Bu Amat kontan melabrak suaminya.

“Ini gara-gara Bapak!”

“Gara-gara aku?”

“Ya! Bapak salah!”

“Salahku apa?”

“Bapak melarang Ami marah sama Malaysia!”

“Aku tidak melarang, tapi ..

“Tapi melarang!”

“Memang. Karena ngomongnya sudah tidak karuan. Boleh marah, tapi jangan
sampai memaki-maki begitu!”

“Kenapa tidak. Kan sudah berapa kali kita dihina. Berapa TKW yang sudah babak
belur bahkan mati. Masak diam saja. Betul, kata Ami, sekarang baru tari-tarian,
kalau kita diam saja, nanti kepala kita akan diambil!”

“Jangan melebih-lebihkan begitu. Lagipula kita kan punya tetangga yang


mantunya orang Malaysia. Kalau mereka dengar, anak kita marah-marah sama
Malaysia, bisa-bisa mantunya tersinggung.”

“Memang itu maksud Ami! Makanya dia latihan pidato keras-keras di rumah. Biar
mereka dengar hati kita panas!”

“Tapi nanti kita malah berantem dengan tetangga.”
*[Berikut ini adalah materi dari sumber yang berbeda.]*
PR #4627, opened 2025-05-28
feat([DST-866]): Support align properties for `<Grid>`

sarahgm:
# Description

added properties for `alignX` and `alignY`

# Reviewers:
@marigold-ui/developer
@marigold-ui/designer

### DIFF
--- a/packages/components/src/Grid/Grid.test.tsx
+++ b/packages/components/src/Grid/Grid.test.tsx
@@ -108,3 +108,22 @@ test('converts numbers to fractions in a grid', () => {
     'grid-template-rows': '1fr 2fr 1fr',
   });
 });
+
+test('allows to set alignment', () => {
+  render(
+    <Grid
+      data-testid="layout"
+      areas={['header']}
+      columns={['auto']}
+      rows={['auto']}
+      alignX="center"
+      alignY="center"
+    >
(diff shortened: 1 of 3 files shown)


packages/components/src/Grid/Grid.test.tsx
```diff
@@ -108,3 +108,22 @@ test('converts numbers to fractions in a grid', () => {
...
+      columns={['auto']}
+      rows={['auto']}
+      alignX="center"
+      alignY="center"
+    >
+      <Grid.Area name="header" />
+    </Grid>
+  );
+
+  const layout = screen.getByTestId('layout');
```
aromko, line 126: blank line missing AAA

packages/components/src/Grid/Grid.test.tsx
```diff
@@ -108,3 +108,22 @@ test('converts numbers to fractions in a grid', () => {
...
 });
+
+test('allows to set alignment', () => {
+  render(
+    <Grid
+      data-testid="layout"
+      areas={['header']}
+      columns={['auto']}
+      rows={['auto']}
+      alignX="center"
```
aromko: I'm wondering why you use only center - also in the story? Do we only need this? If not you could add tests for every value e.g. with parametrized test.

PR #4672, opened 2025-07-02
feat([DSTSUP-158]): List accessibility for `<Stack>` component

sarahgm:
Added possibility to render a list in stack
updated docs for List to new component guidelines

# Reviewers:
@marigold-ui/developer
@marigold-ui/designer


packages/components/src/Stack/Stack.tsx
```diff
@@ -36,10 +42,16 @@ export const Stack = ({
   stretch = false,
   alignX,
   alignY,
+  asList = false,
   ...props
 }: StackProps) => {
+  const Component = asList ? 'ul' : 'div';
+  const StackChildren = asList
```
sebald: lowercase, since it is not a component but a variable that holds a list of components

.changeset/perfect-bikes-hang.md
```diff
@@ -0,0 +1,8 @@
+---
+"@marigold/docs": patch
+"@marigold/components": patch
```
sebald:
```suggestion
"@marigold/components": minor 
```

New feature!

sebald (changes requested):

PR #4694, opened 2025-07-09
refa([DST-904]): Deprecate className Prop from <Button> Component

OsamaAbdellateef:
### ⚠️⚠️⚠️ Breaking Changes ⚠️⚠️⚠️
Now , Button component doesn't accept prop className, and as a result : 
- Created a new variant for docs theme `<Button variant="icon" >`
- Created SelectListAction to handle button position when using a button or another component for actions 

# What should be tested?
Button component doesn't accept className anymore and it can accept size, variant as a replacement .

# Reviewers:

@marigold-ui/developer

### DIFF
--- a/docs/content/components/form/button/button.mdx
+++ b/docs/content/components/form/button/button.mdx
@@ -247,7 +247,7 @@ To visually imitate a button element that navigates (e.g., a "Cancel" action tha
 
 ### Press Event
 
-The `<Button>` component supports user interactions via mouse, keyboard, and touch, handled through the `onPress` prop. This prop is similar to the standard `onClick` event but is normalized for all interaction methods. Additionally, `onPressStart`, `onPressEnd`, and `onPressChange` events are fired during user interaction.
+The `<Button>` component supports user interactions via mouse, keyboard, and touch, handled through the `onPress ` prop. This prop is similar to the standard `onClick` event but is normalized for all interaction methods. Additionally, `onPressStart`, `onPressEnd`, and `onPressChange` events are fired during user interaction.
 
 Each handler receives a `PressEvent`, providing details about the target and the type of event that triggered the interaction, like the pointer (mouse, keyboard or touch) that was used.
 


docs/ui/CopyButton.tsx
```diff
@@ -17,32 +17,30 @@ export const CopyButton = ({ codeString }: CopyProps) => {
...
-        </svg>
-      ) : (
-        <svg
-          className="size-5 fill-white"
-          viewBox="0 0 16 16"
-          fill="text.regular"
-        >
-          <path
-            d="M8.8421 0H1.26316C0.568421 0 0 0.568421 0 1.26316V10.1053H1.26316V1.26316H8.8421V0ZM10.7368 2.52632H3.78947C3.09474 2.52632 2.52632 3.09474 2.52632 3.78947V12.6316C2.52632 13.3263 3.09474 13.8947 3.78947 13.8947H10.7368C11.4316 13.8947 12 13.3263 12 12.6316V3.78947C12 3.09474 11.4316 2.52632 10.7368 2.52632ZM10.7368 12.6316H3.78947V3.78947H10.7368V12.6316Z"
+    <div className="[&>button]:translate-y-0.5 [&>button]:border-none [&>button]:p-0 [&>button]:outline-0">
```
sebald: New `variant` in the docs theme? :)

docs/ui/FullsizeViewDemo.tsx
```diff
@@ -9,20 +9,22 @@ export interface FullsizeViewProps {
...
-      <svg width="20px" height="20px" viewBox="0 0 24 24">
-        <path
-          className="fill-white"
-          fillRule="evenodd"
-          d="M15 3.75a.75.75 0 0 1 .75-.75h4.5a.75.75 0 0 1 .75.75v4.5a.75.75 0 0 1-1.5 0V5.56l-3.97 3.97a.75.75 0 1 1-1.06-1.06l3.97-3.97h-2.69a.75.75 0 0 1-.75-.75Zm-12 0A.75.75 0 0 1 3.75 3h4.5a.75.75 0 0 1 0 1.5H5.56l3.97 3.97a.75.75 0 0 1-1.06 1.06L4.5 5.56v2.69a.75.75 0 0 1-1.5 0v-4.5Zm11.47 11.78a.75.75 0 1 1 1.06-1.06l3.97 3.97v-2.69a.75.75 0 0 1 1.5 0v4.5a.75.75 0 0 1-.75.75h-4.5a.75.75 0 0 1 0-1.5h2.69l-3.97-3.97Zm-4.94-1.06a.75.75 0 0 1 0 1.06L5.56 19.5h2.69a.75.75 0 0 1 0 1.5h-4.5a.75.75 0 0 1-.75-.75v-4.5a.75.75 0 0 1 1.5 0v2.69l3.97-3.97a.75.75 0 0 1 1.06 0Z"
-          clipRule="evenodd"
-        />
-      </svg>
-    </Button>
+    <div className="[&>button]:hidden [&>button]:border-none [&>button]:p-0 [&>button]:outline-0 [&>button]:md:block">
```
sebald: also variant? :)

packages/components/src/SelectList/SelectList.stories.tsx
```diff
@@ -82,15 +82,16 @@ export const Action: Story = {
...
-          <Button
-            aria-label="Info"
-            onPress={() => alert(`Info for ${item.name}...`)}
-            className="ml-auto"
-          >
-            <svg width="30px" height="30px" viewBox="0 0 24 24">
-              <path d="M12 2.85938C6.95437 2.85938 2.85938 6.95437 2.85938 12C2.85938 17.0456 6.95437 21.1406 12 21.1406C17.0456 21.1406 21.1406 17.0456 21.1406 12C21.1406 6.95437 17.0456 2.85938 12 2.85938ZM12.7875 15.9374H11.2125V11.2124H12.7875V15.9374ZM12.7875 9.6375H11.2125V8.0625H12.7875V9.6375Z"></path>
-            </svg>
-          </Button>
+          <div className="ml-auto">
```
sebald: does this mean our users always need to wrap this in a ml-auto? 🙈

sebald (changes requested):

docs/ui/CopyButton.tsx
OsamaAbdellateef: I added a new variant as `icon` but the issue now it is conflicting with size variant since the size has `px-3 py-2` by default , 

`  variants: {
    variant: {
      ghost: 'text-secondary-700 hover:text-secondary-900 p-0',
      sunken:
        'text-secondary-600 hover:bg-secondary-400/20 bg-secondary-400/10 h-8 justify-start rounded-lg',
      inverted: 'bg-secondary-100',
      icon: 'translate-y-0.5 border-none outline-none p-0',
    },
    size: {
      small: 'px-3 py-1.5 text-sm',
      default: 'px-3 py-2',
    },
  },`
  Also we need to move padding from variant icon since it is related to size ? 
  @sebald

packages/components/src/SelectList/SelectList.stories.tsx
OsamaAbdellateef: What about creating something like prop called `action` on SelectListItem or create <SelectList.Action> @sebald

docs/ui/CopyButton.tsx
sebald: Hm. Maybe we use this to fix it and make it the same as we have a good icon because in the docs?

packages/components/src/SelectList/SelectList.stories.tsx
sebald: And use grid areas to place it? Think it is a good idea. 

An alternative would be to have a "> button" class on the component I guess?

OsamaAbdellateef: yeah grid would good idea, also i used  grid order to order the action to be always last  @sebald

sebald:
@OsamaAbdellateef typecheck is failing :) will approve after it's fixed

OsamaAbdellateef:
> @OsamaAbdellateef typecheck is failing :) will approve after it's fixed

:heavy_check_mark:  @sebald

PR #4714, opened 2025-07-19
fix(DST-942): Fix `<Drawer>` on mobile and refactor `<OverlayContainerProvider>`

sebald:
Making the `<Dialog>` responsive cause the `<Drawer>` to be broken on small screens. Fixed it by not reusing the `<Dialog>` from Marigold but instead use it directly from RAC. This should also prevent regressions in the future.

Also, refacoted how the `<OverlayContainerProvider>` works. Previously there were `<PortalProvider>` (from RAC) around a lot of overlay components. This is unnecessary and can be set once per App. The `<OverlayContainerProvider>` now contains the `<PortalProvider>` and manages where overlays will get rendered.

### DIFF
--- a/packages/components/src/Toast/ToastProvider.tsx
+++ b/packages/components/src/Toast/ToastProvider.tsx
@@ -4,9 +4,7 @@ import {
 } from 'react-aria-components';
 import type RAC from 'react-aria-components';
 import { flushSync } from 'react-dom';
-import { UNSAFE_PortalProvider } from '@react-aria/overlays';
 import { useClassNames } from '@marigold/system';
-import { usePortalContainer } from '../Provider';
 import { Toast } from './Toast';
 import { ToastContentProps } from './Toast';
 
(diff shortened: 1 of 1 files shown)


packages/components/src/Provider/OverlayContainerProvider.test.tsx
```diff
@@ -1,13 +1,9 @@
 /**
```
aromko, line 1: I think here can more tests be added to coverage all cases, e.g. no container given etc.

sebald: I tried that but for reasons this doesn't work in JSDOM 💩

packages/components/src/Provider/OverlayContainerProvider.tsx
```diff
@@ -1,21 +1,40 @@
...
 
-// needs an id for the portal container, it will be overgiven as string,
-// if there is no the body is used
-const OverlayContainerContext = createContext<string | undefined>(undefined);
-
-export const OverlayContainerProvider = OverlayContainerContext.Provider;
-
-export const usePortalContainer = () => {
-  const portalContainer = useContext(OverlayContainerContext);
-  const isSSR = useIsSSR();
```
sarahgm, line 12: why is this not needed anymore?

sebald: because the `PortalContainer` already does this :)

sarahgm (dismissed):

PR #4717, opened 2025-07-21
[DST-887]: put certain pagination styles into the styles file

aromko:
# Description

During creating pagination styles in the core I have noticed that not all styles are generated with the core script.

# Reviewers:

Examples:
@marigold-ui/developer


packages/components/src/Pagination/Pagination.tsx
```diff
@@ -104,10 +106,10 @@ const InnerPagination = ({
         position="left"
         onKeyDown={handleKeyDown(() => handlePageChange(currentPage - 1))}
       >
-        <ChevronLeft className={classNames.icon} />
+        <ChevronLeft className={icon} />
```
sebald, line 109: why themove the `classNames` prefix. until now we used it everywhere.

packages/system/src/types/theme.ts
```diff
@@ -112,7 +112,12 @@ export type Theme = {
       ComponentStyleFunction<string, string>
     >;
     Pagination?: Record<
-      'navigationButton' | 'pageButton' | 'icon',
+      | 'navigationContainer'
+      | 'navigationButton'
```
sebald: What is the difference in stylew from the page and navigation button?

packages/components/src/Pagination/Pagination.tsx
```diff
@@ -151,10 +153,11 @@ const _Pagination = ({
   const [currentPage, setCurrentPage] = useState(page ?? defaultPage);
   const totalPages = Math.ceil(totalItems / pageSize);
   const pageRange = usePageRange({ currentPage, totalPages });
+  const { navigationContainer } = useClassNames({ component: 'Pagination' });
 
   return (
     <nav
-      className="flex items-center justify-center space-x-2"
+      className={navigationContainer}
```
sebald: we usually call this just `container` in other components

packages/system/src/types/theme.ts
sebald: maybe we can merge them before we make this "public"?

aromko: I splitted it up. Now you can see it better

packages/components/src/Pagination/Pagination.tsx
aromko: I know and  it's annoying. Because IMHO it is useless to read it all the time 😅 I gives me no helpful info. And when classname is before I know what it is about - so it's kind of doubled

packages/components/src/Pagination/Pagination.tsx
aromko: Yes, I had thought of that too, but thought it was clearer because we have 2 containers. But no problem to use for the outer thing just container.

packages/components/src/Pagination/Pagination.tsx
sebald: Yes, but especially "icon" is a loaded term. Could also be a JSX component :D

packages/system/src/types/theme.ts
sebald: What can I see better?

packages/components/src/Pagination/PageButton.tsx
```diff
@@ -25,7 +25,7 @@ export const PageButton = (props: PageButtonProps) => {
       {...buttonProps}
       aria-label={`Page ${page}`}
       aria-current={selected ? 'page' : undefined}
-      className={classNames.pageButton}
+      className={cn(button, pageButton)}
```
sarahgm: Why are there two styles applied now?

packages/system/src/types/theme.ts
sarahgm: I think I understand, button is for all buttons and than additionally either pagebutton or navigationbutton styles on top? I wonder whats the differennce between pagebuttoncontainer and container. only one class i think? maybe these can be merged in one?

sebald: yeah same :D thought they should look exactly the same

packages/components/src/Pagination/Pagination.tsx
aromko: when className is in front of it can be a JSX component?

packages/components/src/Pagination/PageButton.tsx
aromko: You can see it in the diff of the Pagination.styles. Before they were a lot of same styles in pageButton and navigationButton. So I put these into the button slot. But I think we need no slot I do it in a separate const.

packages/system/src/types/theme.ts
aromko: pageButton and navigationButton looks different. I changed it to use one container class seems also to work.

packages/components/src/Pagination/PageButton.tsx
sebald: Do we need two different styles here? I cant see a difference 👀

aromko: I changed it

packages/components/src/Pagination/PageButton.tsx
```diff
@@ -25,7 +25,7 @@ export const PageButton = (props: PageButtonProps) => {
       {...buttonProps}
       aria-label={`Page ${page}`}
       aria-current={selected ? 'page' : undefined}
-      className={cn(button, pageButton)}
+      className={cn(pageButton)}
```
sarahgm: you don't need `cn` then here

sarahgm (approved):

PR #4722, opened 2025-07-24
refa([DST-969]): Remove obsolete "text" variant from `<Button>`

sebald:


aromko (approved):
In Input.stories the text variant is still used.

PR #4732, opened 2025-07-30
fix([DSTSUP]): Fix alignment of buttons and inputs in `Inline` component

OsamaAbdellateef:
# Description

# What should be tested?

# Reviewers:

Examples:
@marigold-ui/developer
@marigold-ui/designer

### DIFF
--- a/docs/content/components/layout/inline/inline.mdx
+++ b/docs/content/components/layout/inline/inline.mdx
@@ -1,6 +1,7 @@
 ---
 title: Inline
 caption: Display children horizontally in a row.
+badge: updated
 ---
 
 The `<Inline>` component is a responsive layout component based on [CSS Flexbox](https://developer.mozilla.org/en-US/docs/Learn/CSS/CSS_layout/Flexbox). It aligns its content horizontally in a row and automatically wraps to a new line when there isn't enough space on the screen.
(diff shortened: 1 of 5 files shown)


sebald:
Can you show this tomorrow in mob. I don't get the bug we had 🙈

docs/content/components/layout/inline/inline.mdx
```diff
@@ -29,7 +30,7 @@ For horizontally alignment you can use the `alignX` prop.
 
 ### Form Input Alignment
 
-When aligning form inputs with buttons or elements, use `alignY="center"` to mantain vertically alignment with the input field rectangle. This automatically adjusts when descriptions or error messages appear.
+When aligning form inputs with buttons , use `alignToInputBaseline={true}` to mantain vertically alignment with the input field rectangle. This automatically adjusts when descriptions or error messages appear.
```
aromko: I think in the last mob we said not to use a new prop for this. Instead extend the alignY="input" or something like this.

Or am I wrong @sebald @sarahgm ?

OsamaAbdellateef: yeah sorry , it is already done as we said but i forgot to update the docs 
now should be updated  @aromko

sarahgm: is it now with a prop or not? 🤔

aromko (approved):

PR #4733, opened 2025-07-30
refa([DST-978]): Add item and section as child component of `ActionMenu`

sebald:


.changeset/metal-plants-ring.md
```diff
@@ -0,0 +1,6 @@
+---
+"@marigold/docs": patch
+"@marigold/components": patch
+---
+
+refa([DST-978]): Add item and section as child component of `ActionMenu`
```
sarahgm, line 6: Wouldn't this be a breaking Change?

sebald: Why? :-O I just added stuff, They way it worked before still works. I think?

aromko (approved):

.changeset/metal-plants-ring.md
sarahgm: You think or you know?  I thought because of ActionMenu.Item should be used instead

sebald: I know :P

PR #1204, opened 2025-06-10
Fix: Turbo Module & New Architecture Support!

subhankarmaiti:
This PR migrates our native modules to **Turbo Modules**, enabling support for the React Native **New Architecture**! 🏎️💨

**Key Changes:**

*   **iOS & Android:**
    *   Implemented Turbo Module interfaces (`NativeA0Auth0Spec`).
    *   Updated build configurations (`.podspec`, `build.gradle`) for New and Old Arch compatibility.
    *   Refactored native code (Objective-C/Swift & Java) to align with Codegen specs.
*   **✨ Benefits:**
    *   Improved performance & faster startup.
    *   Enhanced type safety between JS & Native.
    *   Future-proofs the SDK for upcoming RN versions.

**References**

- https://reactnative.dev/docs/turbo-native-modules-introduction
- https://github.com/reactwg/react-native-new-architecture/blob/main/docs/backwards-compat-turbo-modules.md

This update brings significant improvements to the SDK's foundation! 🛠️

### DIFF
--- a/ios/A0Auth0.mm
+++ b/ios/A0Auth0.mm
@@ -40,49 +40,83 @@ RCT_EXPORT_METHOD(getBundleIdentifier:(nonnull RCTPromiseResolveBlock)resolve re
     resolve([[NSBundle mainBundle] bundleIdentifier]);
 }
 
-#ifdef RCT_NEW_ARCH_ENABLED
-- (void)cancelWebAuth:(nonnull RCTPromiseResolveBlock)resolve reject:(nonnull RCTPromiseRejectBlock)reject { 
+RCT_EXPORT_METHOD(cancelWebAuth:(RCTPromiseResolveBlock)resolve
+               reject:(RCTPromiseRejectBlock)reject) { 
     [self.nativeBridge cancelWebAuthWithResolve:resolve reject:reject];
 }
 
 
-- (void)clearCredentials:(nonnull RCTPromiseResolveBlock)resolve reject:(nonnull RCTPromiseRejectBlock)reject { 
+RCT_EXPORT_METHOD(clearCredentials:(RCTPromiseResolveBlock)resolve
+                  reject:(RCTPromiseRejectBlock)reject) { 
     [self.nativeBridge clearCredentialsWithResolve:resolve reject:reject];
 }
 
 
-- (void)getCredentials:(NSString * _Nullable)scope minTTL:(NSInteger)minTTL parameters:(nonnull NSDictionary *)parameters forceRefresh:(BOOL)forceRefresh resolve:(nonnull RCTPromiseResolveBlock)resolve reject:(nonnull RCTPromiseRejectBlock)reject { 
+RCT_EXPORT_METHOD(getCredentials:(NSString * _Nullable)scope
+                minTTL:(NSInteger)minTTL
+            parameters:(NSDictionary *)parameters
+          forceRefresh:(BOOL)forceRefresh
+               resolve:(RCTPromiseResolveBlock)resolve
+                reject:(RCTPromiseRejectBlock)reject) { 
     [self.nativeBridge getCredentialsWithScope:scope minTTL:minTTL parameters:parameters forceRefresh:forceRefresh resolve:resolve reject:reject];
 }
 
 
-- (void)hasValidAuth0InstanceWithConfiguration:(nonnull NSString *)clientId domain:(nonnull NSString *)domain resolve:(nonnull RCTPromiseResolveBlock)resolve reject:(nonnull RCTPromiseRejectBlock)reject { 
+RCT_EXPORT_METHOD(hasValidAuth0InstanceWithConfiguration:(NSString *)clientId
+                                        domain:(NSString *)domain
+                                       resolve:(RCTPromiseResolveBlock)resolve
+                                        reject:(RCTPromiseRejectBlock)reject) { 
     BOOL valid = [self checkHasValidNativeBridgeInstance:clientId domain:domain];
     resolve(@(valid));
 }
 
 
-- (void)hasValidCredentials:(NSInteger)minTTL resolve:(nonnull RCTPromiseResolveBlock)resolve reject:(nonnull RCTPromiseRejectBlock)reject { 
+RCT_EXPORT_METHOD(hasValidCredentials:(NSInteger)minTTL
+                    resolve:(RCTPromiseResolveBlock)resolve
+                     reject:(RCTPromiseRejectBlock)reject) { 
     [self.nativeBridge hasValidCredentialsWithMinTTL:minTTL resolve:resolve];
 }
 
 
-- (void)initializeAuth0WithConfiguration:(nonnull NSString *)clientId domain:(nonnull NSString *)domain localAuthenticationOptions:(nonnull NSDictionary *)localAuthenticationOptions resolve:(nonnull RCTPromiseResolveBlock)resolve reject:(nonnull RCTPromiseRejectBlock)reject { 
+RCT_EXPORT_METHOD(initializeAuth0WithConfiguration:(NSString *)clientId
+                                  domain:(NSString *)domain
+              localAuthenticationOptions:(NSDictionary * _Nullable)localAuthenticationOptions
+                                 resolve:(RCTPromiseResolveBlock)resolve
+                                  reject:(RCTPromiseRejectBlock)reject) { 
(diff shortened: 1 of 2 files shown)


android/build.gradle
```diff
@@ -28,17 +40,25 @@ def DEFAULT_TARGET_SDK_VERSION = 34
 android {
   compileSdkVersion safeExtGet('compileSdkVersion', DEFAULT_COMPILE_SDK_VERSION)
   buildToolsVersion safeExtGet('buildToolsVersion', DEFAULT_BUILD_TOOLS_VERSION)
-  namespace 'com.auth0.react'
+  if (project.android.hasProperty("namespace")) {
+        namespace 'com.auth0.react'
```
pmathew92: Why this if check is needed ?

android/src/main/AndroidManifestNew.xml
```diff
@@ -0,0 +1,6 @@
+<!--Ignore rule required due to the 'queries' tag, fix only available for targetSdk=30 -->
+<!--suppress AndroidElementNotAllowed -->
+<manifest xmlns:android="http://schemas.android.com/apk/res/android"
```
pmathew92: Why do we need to create a new manifest for internet permission ? Auth0.Android repo comes with  the above permission defined

android/src/main/java/com/auth0/react/A0Auth0Module.java
```diff
@@ -84,6 +84,70 @@ public A0Auth0Module(ReactApplicationContext reactContext) {
         this.reactContext.addActivityEventListener(this);
     }
 
+    @ReactMethod
+    @Override
+    public void webAuth(String scheme, String redirectUri, @Nullable String state, @Nullable String nonce, @Nullable String audience, @Nullable String scope, @Nullable String connection, @Nullable Double maxAge, @Nullable String organization, @Nullable String invitationUrl, @Nullable Double leeway, @Nullable Boolean ephemeralSession, @Nullable Double safariViewControllerPresentationStyle, @Nullable ReadableMap additionalParameters, Promise promise) {
+        this.webAuthPromise = promise;
+        Map<String, String> cleanedParameters = new HashMap<>();
+        assert additionalParameters != null;
```
pmathew92: additionalParameters is defined as nullable type so the above check will terminate the program execution when someone passes it as null . Is that what we expect the beahviour to be ? Or does it needs to be handled in a better manner ?

android/src/main/java/com/auth0/react/A0Auth0Module.java
```diff
@@ -84,6 +84,70 @@ public A0Auth0Module(ReactApplicationContext reactContext) {
...
+        if (audience != null) {
+            builder.withAudience(audience);
+        }
+        if (scope != null) {
+            builder.withScope(scope);
+        }
+        if (connection != null) {
+            builder.withConnection(connection);
+        }
+        assert maxAge != null;
```
pmathew92: Same as above comment

android/src/main/java/com/auth0/react/A0Auth0Module.java
```diff
@@ -84,6 +84,70 @@ public A0Auth0Module(ReactApplicationContext reactContext) {
...
+        if (maxAge.intValue() != 0) {
+            builder.withMaxAge(maxAge.intValue());
+        }
+        if (organization != null) {
+            builder.withOrganization(organization);
+        }
+        if (invitationUrl != null) {
+            builder.withInvitationUrl(invitationUrl);
+        }
+        assert leeway != null;
```
pmathew92: Same as the previous comment

android/src/main/java/com/auth0/react/A0Auth0Module.java
```diff
@@ -282,7 +284,7 @@ public void webAuthLogout(String scheme, boolean federated, String redirectUri,
         if (redirectUri != null) {
             builder.withReturnToUrl(redirectUri);
         }
-        builder.start(reactContext.getCurrentActivity(),
+        builder.start(Objects.requireNonNull(reactContext.getCurrentActivity()),
```
pmathew92: This will crash the application on nullable type . Should we handle this in a better manner ?

NandanPrabhu:
@subhankarmaiti  Please include more details on what the PR solves. some links/docs to get a preread before reviewing the PR would be helpful

android/build.gradle
subhankarmaiti: The check was originally added for users with Gradle versions below 7.3, but we can remove it now since React Native 0.79 itself doesn't support those older versions.

android/src/main/AndroidManifestNew.xml
subhankarmaiti: removing it as the namespace check we are removing

android/src/main/java/com/auth0/react/A0Auth0Module.java
subhankarmaiti: Yes, it can be null. added a check for the same

android/src/main/java/com/auth0/react/A0Auth0Module.java
subhankarmaiti: added null check

android/src/main/java/com/auth0/react/A0Auth0Module.java
subhankarmaiti: added null check

android/src/main/java/com/auth0/react/A0Auth0Module.java
subhankarmaiti: The React context is being set at the constructor level. So this will always be not null.

pmathew92 (approved):

android/build.gradle
```diff
@@ -14,9 +14,21 @@ buildscript {
     }
 }
 
+def reactNativeArchitectures() {
+  def value = rootProject.getProperties().get("reactNativeArchitectures")
+  return value ? value.split(",") : ["armeabi-v7a", "x86", "x86_64", "arm64-v8a"]
+}
+
+def isNewArchitectureEnabled() {
+  return rootProject.hasProperty("newArchEnabled") && rootProject.getProperty("newArchEnabled") == "true"
```
NandanPrabhu, line 23: @subhankarmaiti  to toggle the newArchEnabled settings it has to be done here for android 
right?

ios/NativeBridge.swift
```diff
@@ -206,12 +206,6 @@ public class NativeBridge: NSObject {
         resolve(credentialsManager.clear())
     }
     
-    @objc public func enableLocalAuthentication(title: String?, cancelTitle: String?, fallbackTitle: String?, evaluationPolicy: Int) {
-        let titleValue = title ?? "Please authenticate to continue"
-        let policyValue = self.convert(policyInt: evaluationPolicy)
-        self.credentialsManager.enableBiometrics(withTitle: titleValue, cancelTitle: cancelTitle, fallbackTitle: fallbackTitle, evaluationPolicy: policyValue)
```
NandanPrabhu, line 212: is this method vital for enabling local authentication? do we have any other method to enable Local authentication?

ios/A0Auth0.mm
```diff
@@ -32,54 +32,103 @@ - (dispatch_queue_t)methodQueue
...
+    if (localAuthenticationOptions.deviceCredentialFallback()) {
+        options[@"deviceCredentialFallback"] = @((NSInteger)localAuthenticationOptions.deviceCredentialFallback().value());
+    }
+    [self tryAndInitializeNativeBridge:clientId domain:domain withLocalAuthenticationOptions:options resolver:resolve rejecter:reject];
+}
+
+RCT_EXPORT_METHOD(saveCredentials:(JS::NativeA0Auth0::Credentials &)credentials resolve:(nonnull RCTPromiseResolveBlock)resolve reject:(nonnull RCTPromiseRejectBlock)reject) {
+    NSMutableDictionary *credentialsDict = [NSMutableDictionary dictionary];
+    
+    credentialsDict[@"idToken"] = credentials.idToken();
```
NandanPrabhu: would suggest to have these in string constants

ios/NativeBridge.swift
subhankarmaiti: I have removed it as we were not using this anywhere

ios/A0Auth0.mm
subhankarmaiti: Yes `idToken` is in string format.

NandanPrabhu (approved):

“Biarin! Lebih baik berantem sekarang, daripada nanti kalau sudah dendamnya
makin banyak!”

“Kalau begitu namanya tidak bijaksana.”

“Ngapaian bijak, kalau kita diinjak-injak. Bijak, sopan dan santun itu ada
batasnya. Kalau tidak, sama juga dengan budak. Apa kita ini budak?”

Amat terdiam.

“Sana jemput Ami dan minta maaf!”

Karena Bu Amat begitu serius, Amat menyerah. Dengan menekan perasaan, dia
pinjam sepeda tetangga dan menjemput Ami.

“Ami, Bapak disuruh minta maaf oleh Ibu kamu dan harap pulang. Tidak baik
anak perawan sebesar kamu nginap di rumah orang.”

Ami mengangguk.

“Bapak tidap perlu minta maaf.”

“Bapak minta maaf dan pulanglah.”

“Tidak. Bapak tidak usah minta maaf. Umpama seorang presiden dalam sebuah
negara, Bapak tidak boleh cepat marah kepada negara tetangga, meskipun jelas
negara itu sudah mengekspor kejahatan ke tempat kita. Karena kalau presiden
marah, bisa terjadi perang. Tapi harus ada yang marah, untuk mencegah jangan
sampai kejahatan itu berubah menjadi kebiasaan. Itu sebabnya Ami marah.
Meskipun Ami punya banyak teman-teman di Malaysia yang akan kaget karena
Ami marah. Tapi kepentringan Ami tidak ada artinya dengan kepentingan negara.
Jadi Ami harus marah. Bapak memang sudah sepantasnya bersikap bijak, karena
tetangga kita mantunya Malaysia, jadi kita harus menghormatinya, karena kita
adalah bangsa yang santun. Kita bukan bangsa penjahat!”

Amat tertegun.

“Jadi kamu mengerti, mengapa Bapak bersikap bijak?”

“Mengerti sekali. Bapak tidak boleh ikut marah. Nanti kita bisa berkelahi dengan
tetangga. Cukup Ami saja yang marah! Ini masalah strategi!”

Amat manggut-manggut.

“Bagus. Kalau begitu kamu dewasa Ami. Bapak bangga sekali. Sekarang mari
kita pulang.”

“Tidak.”
“Kenapa?”

“Karena Ami marah. Kalau Ami pulang, mantu tetangga kita, orang Malaysia itu
akan tidak percaya bahwa kelakuan negaranya sudah membuat harga diri bangsa
kita tersimnggung. Ini bukan hanya masalah tari pendet, bukan hanya masalah
orang Bali, tapi harga diri bangsa Indonesia!”

“Tapi bagaimana kalau dia tidak peduli?”

“Itu dia! Memang mereka tidak pernah peduli! Mereka selalu menganggap
persoalan kita adalah persoalan sepele. Itulah yang membuat Ami darah
tinggi!”kata Ami sambil menutup pintu keras-keras.